------ Records for the exercise ------

PR #176, opened 2024-09-12
IR-497: Add a utility to check NOMIS report config validity

ushkarev:
This can be used as part of the import process of NOMIS configuration into our code base.

The key thing is to ensure that all routes through a report’s set of questions are valid: there are no loops.

Once we start making our own config for future report types, we can convert this to check _our_ config instead of NOMIS’.

### DIFF
--- a/server/reportConfiguration/analyseNomisReportConfiguration.ts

------

**Problem to work on:**
Repeat exactly the lines of the data from the first one through the line with "The key thing", both of them included.

**Written answer:**
PR #176, opened 2024-09-12
IR-497: Add a utility to check NOMIS report config validity

ushkarev:
This can be used as part of the import process of NOMIS configuration into our code base.

The key thing is to ensure that all routes through a report’s set of questions are valid: there are no loops.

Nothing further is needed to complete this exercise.